Cooper J A, Sagar H J, Jordan N, Harvey N S, Sullivan E V
Department of Neurology, Royal Hallamshire Hospital, Sheffield, UK.
Brain. 1991 Oct;114 ( Pt 5):2095-122. doi: 10.1093/brain/114.5.2095.
Current knowledge of cognitive dysfunction in Parkinson's disease (PD) has largely been obtained from studies of chronically treated patients in whom effects of disease chronicity, treatment, depression and dementia are confounding factors. Studies of untreated patients have examined few cognitive domains and relationships between cognition, depression and motor disability have been incompletely explored. Accordingly, we studied 60 consecutive patients with newly diagnosed, untreated, idiopathic PD and 37 matched, healthy control subjects; no subject had clinical dementia or depression. All subjects received tests of specific processes of memory and cognition, including working memory, verbal and non-verbal short- and long-term memory, language, visuospatial capacity, set-formation and shifting and sequencing. Patients also received quantitative global clinical measures of severity of dementia, depression and motor disability. The PD group as a whole showed deficits in immediate recall of verbal material, language production and semantic fluency, set-formation, cognitive sequencing and working memory and visuomotor construction. However, this group was unimpaired in immediate memory span, long-term forgetting, naming, comprehension and visual perception. Language deficits and more severe frontal lobe impairments were confined to those PD patients scoring abnormally on a Mini Mental State examination. Motor disability correlated strongly with severity of depression but weakly with cognitive impairment. Cognitive sequencing, set-formation and set-shifting deficits tended to associate with depression, but otherwise there was no association between cognition and depression. The results indicate dissociation of cognition and motor control in early PD which suggests that cognitive dysfunction is largely independent of frontostriatal dopamine deficiency underlying motor disability. Some, but not all, of the frontal lobe deficits of chronic disease are detectable in early, untreated PD. The pathogenesis of the cognitive deficits shown here appears to involve extrastriatal dopamine systems or non-dopaminergic pathology. Longitudinal study is necessary to determine whether increasing disease duration exacerbates the early cognitive deficits and affects new cognitive domains, in addition to producing increasing motor disability.

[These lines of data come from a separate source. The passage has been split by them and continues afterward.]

PR #451, opened 2017-06-09
Download openshift installer from github and verify req. packages

pschiffe:


reference-architecture/gce-cli/ansible/playbooks/roles/openshift-ansible-installer/tasks/main.yaml
```diff
@@ -0,0 +1,6 @@
+---
+- name: download openshift ansible installer from github
+  git:
+    repo: https://github.com/openshift/openshift-ansible.git
+    dest: '{{ playbook_dir }}/../../../../../openshift-ansible'
```
cooktheryan: I'm not sure that we should be doing this outside of origin installs. If a version/branch is updated before RPMs are cut we may get into an issue with support. Although our installations are not supported by RH support but the resulting OpenShift environment is required to be supported by RH. I think by using git we may be setting ourselves up for some future issues

pschiffe: I've considered this risk, but looking at the history of the release branches it's clear that the development is done in the `master` branch and the changes in the `release` branches are usually quickly followed by a release tag (and the rpm). So the risk is there, but quite low I would say. Main reason why I'm doing this is that the rpm is not available in Fedora and CentOS and o-a-c is also not in rpm, so.. 

But I can add support for installer in rpm later, currently, only installer next to the o-a-c repo folder works.

e-minguez: Maybe we can check the installation type. If it is enterprise and RHEL involved, then install the RPMs, otherwise (origin, Fedora, CentOS), go with the git repo.
My 2 cents.

cooktheryan: I'm ok with this if we add support for it in the future. It does currently stink that you have to use a license for OCP on your deployer box.

e-minguez: OCP subscription provides 10x subscriptions[1] for infra stuff (including infra nodes, masters, bastions) on every node subscription, so I agree it stinks but it shouldn't be a problem regarding subscriptions.
[1] https://access.redhat.com/solutions/2851701

pschiffe: I was looking into this, but I'm blocked by static playbook includes in ansible [1]. Tasks can be included dynamically, but playbooks not. So if I determine dynamically which playbook to include in openshift-setup.yaml [2] (based on check if installer is available as rpm), inclusion fails :-( You can see my non-working commit here [3]. Do you have any ideas how this could be solved?

[1] http://docs.ansible.com/ansible/playbooks_roles.html#dynamic-versus-static-includes
[2] https://github.com/openshift/openshift-ansible-contrib/blob/master/reference-architecture/gce-cli/ansible/playbooks/openshift-setup.yaml#L2
[3] https://github.com/pschiffe/openshift-ansible-contrib/commit/0229ae77c6e9aca2eb95a073266071147d34ae4a

e-minguez: It is quite ugly, but you can use the same file path and mess with symlinks... so if it is RHEL, create a symlink to /usr/share/ansible/openshift-ansible/playbooks/... otherwise, leave it as it should.

glennswest:
Using the git repo is not synced to rpm relesaes, big problems

reference-architecture/gce-cli/ansible/playbooks/roles/openshift-ansible-installer/tasks/main.yaml
pschiffe: Good point @e-minguez , that might work. I'll play with it.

帕金森病(PD)认知功能障碍的现有知识很大程度上来自对长期治疗患者的研究,在这些患者中,疾病慢性化、治疗、抑郁和痴呆的影响是混杂因素。对未经治疗患者的研究仅考察了少数认知领域,认知、抑郁和运动障碍之间的关系也未得到充分探索。因此,我们研究了60例连续的新诊断、未经治疗的特发性PD患者以及37例匹配的健康对照者;所有受试者均无临床痴呆或抑郁。所有受试者均接受了记忆和认知特定过程的测试,包括工作记忆、言语和非言语短期及长期记忆、语言、视觉空间能力、定势形成、转换和序列。患者还接受了痴呆、抑郁和运动障碍严重程度的定量整体临床评估。PD组总体上在言语材料的即时回忆、语言表达和语义流畅性、定势形成、认知序列、工作记忆和视运动构建方面存在缺陷。然而,该组在即时记忆广度、长期遗忘、命名、理解和视觉感知方面未受损。语言缺陷和更严重的额叶损伤仅限于在简易精神状态检查中得分异常的PD患者。运动障碍与抑郁严重程度密切相关,但与认知障碍相关性较弱。认知序列、定势形成和转换缺陷往往与抑郁相关,但除此之外,认知与抑郁之间没有关联。结果表明早期PD中认知与运动控制分离,这表明认知功能障碍在很大程度上独立于运动障碍背后的额纹状体多巴胺缺乏。慢性病的一些但并非全部额叶缺陷在早期未经治疗的PD中是可检测到的。此处显示的认知缺陷的发病机制似乎涉及纹状体以外的多巴胺系统或非多巴胺能病理。有必要进行纵向研究,以确定疾病持续时间的增加是否会加剧早期认知缺陷并影响新的认知领域,此外还会导致运动障碍加重。